INSTRUCTIONS FOR THE TASK: Across the material that follows, tally each line in which "questionable" occurs, and state the total alone.

MATERIAL FOR THIS EXERCISE:
────────────────────

PR #3191, opened 2019-08-28
Add support for the Audio Injector Ultra in 64-bit land.

stiltr:
Enables the CS4265 codec for 64-bit kernels.

@flatmax #2664 

Signed-off-by: Trevor Stiles <tstiles@shel.org>


flatmax:
Looks good.

PR #3193, opened 2019-08-29
arm: dts: add missing Raspberry Pi model names

Noltari:
This is needed to identify the different models on distributions like OpenWrt.

Signed-off-by: Álvaro Fernández Rojas <noltari@gmail.com>

### DIFF
--- a/arch/arm/boot/dts/bcm2710-rpi-cm3.dts
+++ b/arch/arm/boot/dts/bcm2710-rpi-cm3.dts
@@ -6,6 +6,7 @@
 #include "bcm283x-rpi-csi1-4lane.dtsi"
 
 / {
+	compatible = "raspberrypi,3-compute-module", "brcm,bcm2837";
 	model = "Raspberry Pi Compute Module 3";
 };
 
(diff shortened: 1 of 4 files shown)


arch/arm/boot/dts/bcm2710-rpi-cm3.dts
```diff
@@ -6,6 +6,7 @@
 #include "bcm283x-rpi-csi1-4lane.dtsi"
 
 / {
+	compatible = "raspberrypi,3-compute-module", "brcm,bcm2837";
 	model = "Raspberry Pi Compute Module 3";
```
JamesH65, line 10: Seems odd to start with the 3, rather than compute-module-3. Any reason for that?

lategoodbye: Looking at Documentation/devicetree/bindings/arm/bcm/brcm,bcm2835.txt shows it's the right compatible.

Noltari: https://github.com/raspberrypi/linux/blob/rpi-4.19.y/arch/arm/boot/dts/bcm2709-rpi-2-b.dts#L9
https://github.com/raspberrypi/linux/blob/rpi-4.19.y/arch/arm/boot/dts/bcm2710-rpi-3-b.dts#L9
https://github.com/raspberrypi/linux/blob/rpi-4.19.y/arch/arm/boot/dts/bcm2710-rpi-3-b-plus.dts#L9

PR #3202, opened 2019-09-03
softirq: Fix compiling errors when choosing schedule policies other than Fully Preemptible

imgaolong:
if choose no-rt schedule policies other than fully preemptible, such as Low Latency Desktop, the kernel will NOT compile. Define struct tasklet_hrtimer and function ksoftirqd_running to avoid compiling errors.

### DIFF
--- a/include/linux/interrupt.h
+++ b/include/linux/interrupt.h
@@ -648,6 +648,31 @@ extern void tasklet_kill_immediate(struct tasklet_struct *t, unsigned int cpu);
 extern void tasklet_init(struct tasklet_struct *t,
 			 void (*func)(unsigned long), unsigned long data);
 
+struct tasklet_hrtimer {
+	struct hrtimer          timer;
+	struct tasklet_struct   tasklet;
+	enum hrtimer_restart    (*function)(struct hrtimer *);
+};
+
+extern void
+tasklet_hrtimer_init(struct tasklet_hrtimer *ttimer,
+			enum hrtimer_restart (*function)(struct hrtimer *),
+			clockid_t which_clock, enum hrtimer_mode mode);
+
+static inline
+void tasklet_hrtimer_start(struct tasklet_hrtimer *ttimer, ktime_t time,
+			const enum hrtimer_mode mode)
+{
+	hrtimer_start(&ttimer->timer, time, mode);
+}
+
+static inline
+void tasklet_hrtimer_cancel(struct tasklet_hrtimer *ttimer)
+{
+	hrtimer_cancel(&ttimer->timer);
+	tasklet_kill(&ttimer->tasklet);
+}
+
 #ifdef CONFIG_PREEMPT_RT_FULL
 extern void softirq_early_init(void);
 #else
--- a/kernel/softirq.c
+++ b/kernel/softirq.c
@@ -176,6 +176,21 @@ static void wakeup_softirqd(void)
 		wake_up_process(tsk);
 }
 
+/*
+ * If ksoftirqd is scheduled, we do not want to process pending softirqs
+ * right now. Let ksoftirqd handle this at its own rate, to get fairness,
+ * unless we're doing some of the synchronous softirqs.
+ */
+#define SOFTIRQ_NOW_MASK ((1 << HI_SOFTIRQ) | (1 << TASKLET_SOFTIRQ))
+static bool ksoftirqd_running(unsigned long pending)
+{
+	struct task_struct *tsk = __this_cpu_read(ksoftirqd);
+
+	if (pending & SOFTIRQ_NOW_MASK)
+		return false;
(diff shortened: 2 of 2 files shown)


pelwell:
Can you explain why you would build no-rt kernels from a -rt branch?

imgaolong:
In fact, I am observing the effect of scheduling policies to xenomai/ipipe, which is a real-time kernel extension. 

Xenomai is a in-kernel module which can handle interrupts captured by ipipe, in spite of other part of the kernel.
As the rt patch enhanced real-time capability of the linux infrastructures, will it enhance the real-time capability of Xenomai, which is built on the base of Linux kernel ?
But when I came to test the schedule policies of rpi-4.14.y-rt branch, even the basic rt schedule policy,  I find it could not compile, so I tried to correct them.
What's more, I find if I directly apply the original rt patch patch-4.14.115-rt59 to branch rpi-4.14.y, which is 4.14.114, 

the result is even better than the original branch of rpi-4.14.y-rt, at least it can be compiled and can boot, except stop after lan78xx init.


Shall I try to pull a new rpi-4.14.y-rt-try branch of applying patch-4.14.115-rt59 directly to branch rpi-4.14.y?

 



 
 
------------------ Original ------------------

pelwell:
Which kernel config options enable this "ipipe" support (or which files does it involve)?

imgaolong:
> Can you explain why you would build no-rt kernels from a -rt branch?
with some certain net and display load, the cyclictest results on raspbery 3 show latency decrease alone with the schedule policies: Server(410 us max) Desktop(357 us max) Low Latency Desktop(342 us max), that is why I guess it could get even little if I use basic rt and full rt.

imgaolong:
> Which kernel config options enable this "ipipe" support (or which files does it involve)?


you have to apply the ipipe patch

imgaolong:
> Can you explain why you would build no-rt kernels from a -rt branch?


with some certain net and display load, the cyclictest results on raspbery 3 show latency decrease alone with the schedule policies: Server(410 us max) Desktop(357 us max) Low Latency Desktop(342 us max), that is why I guess it could get even little if I use basic rt and full rt.

imgaolong:
> Which kernel config options enable this "ipipe" support (or which files does it involve)?


here they are:
https://xenomai.org/
https://xenomai.org/downloads/ipipe/v4.x/

pelwell:
I don't know much about the '-rt' world, we just host the branches for the community. I think it's unlikely @TiejunChina or one of the other RT experts would object to your patch, but I'll leave it to them to decide.

TiejunChina:
@imgaolong You are supposed to compile everything even in -rt branch. But definitely you cannot  take over this right there since you're changing the common codes. They are not specific to rpi codes. Typically, if something is wrong in common place, you should go rt upstream branch instead of rpi-rt. 

In terms of some softirq codes, I recall that was caused one commit to refactor softirq in rpi-4.14.y, so rpi-4.14.y-rt followed that commit as well.  But as I discussed with @pelwell we don't maintain rpi-4.14.y-rt since we have rpi-4.19.y-rt now. @pelwell Do we need to remove rpi-4.14.y-rt?

pelwell:
We tend not to delete any code, and we apply patches to long-term-stable branches as they appear, but 4.19 is the active branch at the moment so unless the patch is a bug fix (and that's questionable) it probably shouldn't appear here.

imgaolong:
> 
> 
> We tend not to delete any code, and we apply patches to long-term-stable branches as they appear, but 4.19 is the active branch at the moment so unless the patch is a bug fix (and that's questionable) it probably shouldn't appear here.


actually，I pull request another branch of 4.14.y-114 in branch 4.14.y patched with 4.14.115 rt-patch,  instead of 4.14.91 in branch rpi-4.14.y-rt

> 
> 
> @imgaolong You are supposed to compile everything even in -rt branch. But definitely you cannot take over this right there since you're changing the common codes. They are not specific to rpi codes. Typically, if something is wrong in common place, you should go rt upstream branch instead of rpi-rt.
> 
> In terms of some softirq codes, I recall that was caused one commit to refactor softirq in rpi-4.14.y, so rpi-4.14.y-rt followed that commit as well. But as I discussed with @pelwell we don't maintain rpi-4.14.y-rt since we have rpi-4.19.y-rt now. @pelwell Do we need to remove rpi-4.14.y-rt?


In fact, I have pulled another branch of rpi-4.14.y-rt-114(rt:patched with rt patch 4.14.115 on 4.14.114 #3217), which is based on the kernel of 4.14.114 of branch rpi-4.14.y.As the rpi-4.14.y-rt branch is based on the 4.14.91, and have compiling errors when choosing basic rt schedule policy, how about switching to rpi-4.14.y-rt-144 instead of rpi-4.14.y-rt?

PR #3845, opened 2020-09-09
Cherry-pick Unicam and IMX477 patches

6by9:
These patches were apparently missed in the rebase. This does mean that the unicam patches are in a slightly different order to earlier branches, but that's not a real problem.

### DIFF
--- a/MAINTAINERS
+++ b/MAINTAINERS
@@ -16165,6 +16165,14 @@ S:	Maintained
 T:	git git://linuxtv.org/media_tree.git
 F:	drivers/media/i2c/imx355.c
 
+SONY IMX477 SENSOR DRIVER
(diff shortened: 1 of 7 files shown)


popcornmix:
I assume unicam is working? Fine by me.

6by9:
Yes, it was largely working anyway but with a couple of quirks due to the missing patches (I couldn't selected the unpacked bayer formats for example).
IMX477 being totally missing of course meant the HQ camera didn't work!

6by9:
We do appear to have lost CONFIG_VIDEO_IMX477=m from bcm2711_defconfig though. It's still in 2709 and rpi, and the 64bit configs.

popcornmix:
bcm2711_defconfig was regenerated with make defconfig, so if that option wasn't in tree at the time it would have been removed.

PR #3859, opened 2020-09-18
rpi-5.9.y - latest KMS patches from Maxime

6by9:
3 patches that have been sent to dri-devel.

With these patches I've been switching dual HDMI monitors around between resolutions without any failures :-)


6by9:
I am sending review comments to the mailing list over "drm/vc4: crtc: Keep the previously assigned HVS FIFO".
As long as we're happy to revert and reapply, the patch (dropping it in the rebase), then I'm happy to merge ahead of the response. 

It's a malloc failure error path and code a coding style issue, so not likely to cause grief.

popcornmix:
On this tree don't worry about reverts and reapplies if a commit changes in review. We can drop them in a rebase.

drivers/gpu/drm/vc4/vc4_crtc.c
```diff
@@ -852,11 +852,18 @@ void vc4_crtc_destroy_state(struct drm_crtc *crtc,
...
+
 	if (crtc->state)
 		vc4_crtc_destroy_state(crtc, crtc->state);
-	crtc->state = kzalloc(sizeof(struct vc4_crtc_state), GFP_KERNEL);
-	if (crtc->state)
-		__drm_atomic_helper_crtc_reset(crtc, crtc->state);
+
+	vc4_crtc_state = kzalloc(sizeof(*vc4_crtc_state), GFP_KERNEL);
+	if (!vc4_crtc_state)
+		return;
```
6by9, line 867: Just FYI, my comment sent to the list on this is as follows:

This error path has me worried, but I may have missed it.

If crtc->state was set then it's been freed via
vc4_crtc_destroy_state. However I don't see anything that has reset
crtc->state to NULL.
If the new alloc fails then I believe we exit with crtc->state still
set to the old freed pointer.

The old code directly set crtc->state, so it got reset to NULL by the failure.

(There are also a couple of checkpatch complaints)

6by9:
> On this tree don't worry about reverts and reapplies if a commit changes in review. We can drop them in a rebase.

I thought as much, but thought I ought to flag it.

popcornmix:
Feel free to merge this if you are happy. I've been running with it locally.

6by9:
Maxime's just pushed the changes for
- 10 & 12 bit output 
- filtering 1366x768
- avoiding wifi frequencies.

I'm testing those and may as well add them to this.

pelwell:
OK - kick me when they're ready.

6by9:
Extra commits pushed to this branch.
I'm rebuilding to test, although I don't believe I have any displays that can take 10 or 12bit input.

drivers/gpu/drm/vc4/vc4_hdmi.c
```diff
@@ -1128,6 +1189,11 @@ static int vc4_hdmi_encoder_atomic_check(struct drm_encoder *encoder,
 	if (mode->flags & DRM_MODE_FLAG_DBLCLK)
 		pixel_rate *= 2;
 
+	if (conn_state->max_bpc == 12)
+		pixel_rate *= 150 / 100;
```
HiassofT: this looks odd - doesn't 150/100 just evaluate to 1, so that line is a no-op?

same thing 2 lines below

6by9: Quite right.
I've just pulled them in off the dri-devel mailing list - they haven't been reviewed yet. Feel free to comment in your own right.

popcornmix: Yep...

6by9: I'm emailing Maxime with a heads up on this one.

HiassofT: thanks!

pelwell:
This PR is just waiting on a fix for the very rounded `*= a/b` scaling.

6by9:
> This PR is just waiting on a fix for the very rounded *= a/b scaling.

Yes, I was giving it a day to see if Maxime came back over it. There's also been a query over the wifi patch on dri-devel.

If I don't hear anything by close of play then I'll drop the 10/12bit and wifi patches and run with that for now.

stevenhoving:
@pelwell is it really the case that this PR is just waiting on a fix for something as trivial as this?

```
if (conn_state->max_bpc == 12)
	pixel_rate = (pixel_rate * 150) / 100;
else if (conn_state->max_bpc == 10)
	pixel_rate = (pixel_rate * 125) / 100;
```

Or this PR is waiting for a upstream fix for this problem; so waiting for Maxime to publish the upstream fix?

popcornmix:
Yes, the fix is trivial, but ideally we'd like to get the same fix as is merged upstream so we don't get conflicts when we rebase.

There's also the slight concern that any testing done didn't include the pixel clock boost so that should really be double checked.

stevenhoving:
> Yes, the fix is trivial, but ideally we'd like to get the same fix as is merged upstream so we don't get conflicts when we rebase.
> 
> There's also the slight concern that any testing done didn't include the pixel clock boost so that should really be double checked.

Thanks for clarifying

6by9:
PR updated to drop those patches. Hopefully the others won't change.

pelwell:
I'll take that chance.

PR #3863, opened 2020-09-21
rpivid_h265: Fix width/height typo

popcornmix:


popcornmix:
@jc-kynesim noticed this when scrolling through code.

pelwell:
Hmm - I think this patch needs a wider review...

PR #3890, opened 2020-10-08
Rpi 5.4.y: Enable Unicam and V4L2 test drivers

kbingham:
The arm64 kernel configs lack unicam driver support.
This means that the 64 bit raspberry-os does not support libcamera out of the box.

Enable the relevant entries in the Raspberry Pi defconfigs.


pelwell:
Thanks!

PR #3894, opened 2020-10-08
V4L2 stateful codec API for rpi-5.9.y

6by9:


6by9:
@popcornmix I believe vc-sm-cma is now doing the right thing after the upstream VCHI(Q) changes. Certainly I can play H264 via GStreamer fine.

I've got a set of patches to test out for @jc-kynesim to allow resolution changes without having to STREAMON on the CAPTURE (output) queue, but I need to be sure that it doesn't mess up encode or ISP. If they just work tomorrow then I'll add them to this, otherwise they can be added as a new PR later on.

Then to look at Kodi's seeking.

HiassofT:
I did a few tests with kodi/LibreELEC and it looks good so far, thanks!

popcornmix:
Looks good to me too. Behaves the same as 5.4 tree.

pelwell:
Do you want niggly formatting comments (because if it works for you and compiles cleanly that's about all you're likely to get from me)?

popcornmix:
Shouldn't you be adding CONFIG_VIDEO_CODEC_BCM2835 to config files?

6by9:
> Do you want niggly formatting comments (because if it works for you and compiles cleanly that's about all you're likely to get from me)?

Happy for you to review. It's effectively the same as on 5.4 but squashed, and vc-sm-cma needed a few tweaks due to the upstream removing of the VCHI shim layer and queue.
Now that it's working I can pass it off to the Ideas On Board folk to upstream it, although they're more interested in the ISP driver that I haven't pulled across yet to get libcamera running.

> Shouldn't you be adding CONFIG_VIDEO_CODEC_BCM2835 to config files?

That can be added as a further patch.

6by9:
So GStreamer and the Kodi seem happy with the STREAMON update, but I'd like it checked against other clients before merging.

@jc-kynesim Could you check to see if this makes Chromium happier?

Also added both codec drivers to the defconfigs

jc-kynesim:
@6by9 Those deltas are to 5.9. Can I just compile that and copy it over my 5.4 and hope that it works?

popcornmix:
In general switching kernel version is straightforward (as long as you remember to update modules and dtb's too).
You can put new kernel and dtb's in a subdirectory (e.g. test) of boot and add "os_prefix=test/" to config.txt if you want to switch back and forth.
https://www.raspberrypi.org/documentation/configuration/config-txt/boot.md

6by9:
Hmm, jc says no change in Chromium with the patch, so I've dropped it for now. We can always squash at a later date.

6by9:
Oh, do we need to include a link back to all the contributors to the codec driver on the rpi-5.4.y branch?

pelwell:
> do we need to include a link back to all the contributors to the codec driver on the rpi-5.4.y branch?

Pardon?

6by9:
https://github.com/raspberrypi/linux/commits/rpi-5.4.y/drivers/staging/vc04_services/bcm2835-codec

We've got 5 authors including myself. To squash them all down removes the detail of additional contributions. Do we need to retain that, or at least provide a link to it?

pelwell:
I think to some extent it depends on the size of the contribution, but it would be polite to at least list them in the squashed commit message.

6by9:
(I'm sure popcornmix always rebases the branch just after I've done a push!)
Rebased again, and codec commit text updated to include contributors.

popcornmix:
@6by9 is this ready to merge form your side?

6by9:
Yes, I'm happy with it.
I'll investigate the improvement for JC separately once I've brought the ISP driver in to get libcamera going.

────────────────────

EXERCISE ANSWER: 2